The Oxholms met the school’s leaders, three of the program’s board members and several Immokalee High School students who are part of the Center’s Tutor Corps, including two who had not only applied to Arcadia but been admitted. A total of seven students have applied—the first ever from this high school—and as of the time of this article, four had been admitted and three were under review.

The Blankley Scholarships will be awarded once all applications have been acted upon. This scholarship includes tuition, fees, room, board and airfare for two round trips between Florida and Philadelphia. It will be awarded to three students in the Tutor Corps program at the Guadalupe Center.
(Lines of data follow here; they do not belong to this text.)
PR #9489, opened 2020-01-16
Add initial sleep to CP threads; improve logging

### LINKED ISSUE #9488: Insufficient logging in DataCacheUpdate reqmon thread
**Impact of the bug**
WMStats threads, at least

**Describe the bug**
Lack of logging making it impossible for any reasonable debugging.

**How to reproduce it**
none

**Expected behavior**
When implementing these catch-all exceptions, we should at least log the traceback. Otherwise there is no way to find out which module/line is actually hitting a problem.

Current log of one of the testbed reqmon nodes (DataCacheUpdate thread)
```
2020-01-15 20:11:50,488:INFO:LogDB:<LogDB(url=https://cmsweb-testbed.cern.ch/couchdb/wmstats_logdb, identifier=wmstats-vocms0731.cern.ch, agent=1)>
2020-01-15 20:12:00,773:ERROR:DataCacheUpdate:argument of type 'NoneType' is not iterable
2020-01-15 20:17:09,544:ERROR:DataCacheUpdate:argument of type 'NoneType' is not iterable
```

amaltaro:
Fixes #9488 

#### Status
ready

#### Description
Started this patch by simply printing the traceback in the cherrypy threads, when reasonable.
In addition to that:
* try to log when the thread starts and when it's about to end
* added a random 30 to 90 secs initial sleep before the thread runs for the first time (not to start all of them at the same time; and to give dependencies some extra time to get started)

yes

#### Related PRs
none

none

### DIFF
--- a/src/python/WMCore/REST/CherryPyPeriodicTask.py
+++ b/src/python/WMCore/REST/CherryPyPeriodicTask.py
@@ -1,11 +1,14 @@
-'''
+"""
+
 Created on Jul 31, 2014
 
 @author: sryu
-'''
+"""
 from __future__ import print_function, division
 import cherrypy
 import traceback
+from random import randint
+from time import sleep
 from WMCore.WMLogging import getTimeRotatingLogger
 
 from threading import Thread, Condition
@@ -13,7 +16,6 @@ from threading import Thread, Condition
 class CherryPyPeriodicTask(object):
 
     def __init__(self, config):
-
         """
         BaseClass which can set up the concurrent task using cherrypy thread.
         WARNING: This assumes each task doesn't share the object.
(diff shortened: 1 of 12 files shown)


amaltaro:
test this please

amaltaro:
Changes look good and it's ready to go.

For the record, I think we could time every cherrypy thread from the super class, instead of implementing that logic inside each thread.

amaltaro:
I don't like this patch. It gives me all the components red upon wmstats startup. A better way needs to be implemented; or we define that some threads have no need to sleep at startup (like hearbeat and dataCache)...

src/python/WMCore/REST/CherryPyPeriodicTask.py
```diff
@@ -84,6 +86,10 @@ def stop(self):
         self.wakeUp.release()
 
     def run(self):
+        firstSleep = randint(30,90)
```
todor-ivanov: Could it get some processes out of sync?

todor-ivanov (commented):
I agree with both of your previous comments @amaltaro. 
The timing is definitely better to be started one level up, but then I think it will count the random sleep too. 
Did you prove that  heartbeat is the only thread that needs to be excluded from those to be delayed at startup? Besides that all the rest looks good to me.

todor-ivanov (approved):
It is up to you to decide either to fix the aforementioned in this PR or to create another one.

amaltaro:
Old and no longer relevant fix. Closing this one out.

Home to an agricultural market where only “32.8% of residents 25 years and older hold a high school diploma or higher,” Immokalee has historically stunted academic growth for its now college-bound Tutor Corps students, according to the Guadalupe Center’s website. The mission of the Center is to break the cycle of poverty that perpetuates throughout Immokalee by providing educational, social and other support programs and resources to impoverished children and families.

In addition to tutoring elementary school students as part of members of the Tutor Corps, these students have actively participated in student government and community service and many have participated in summer pre-college programs across the United States. One admitted student had just received a statewide award for excellence in service to community from the Miami Dolphins’ charitable foundation, earning herself what President Oxholm called a “huge statewide recognition for herself, her school and the Tutor Corps.”

After school, she tutored five-year-old students, which ignited her passion for education and her excitement for Arcadia University.

According to the Tutor Corps Program website, “for over seven years, the Guadalupe Center’s Tutor Corps Program has been helping Immokalee high school students prepare for and enter colleges and universities all over the country. Tutor Corps is successful because of countless volunteers who, like the Blankleys, invest time, energy, and resources in the belief that education is the great equalizer that opens the doors of opportunity for all.”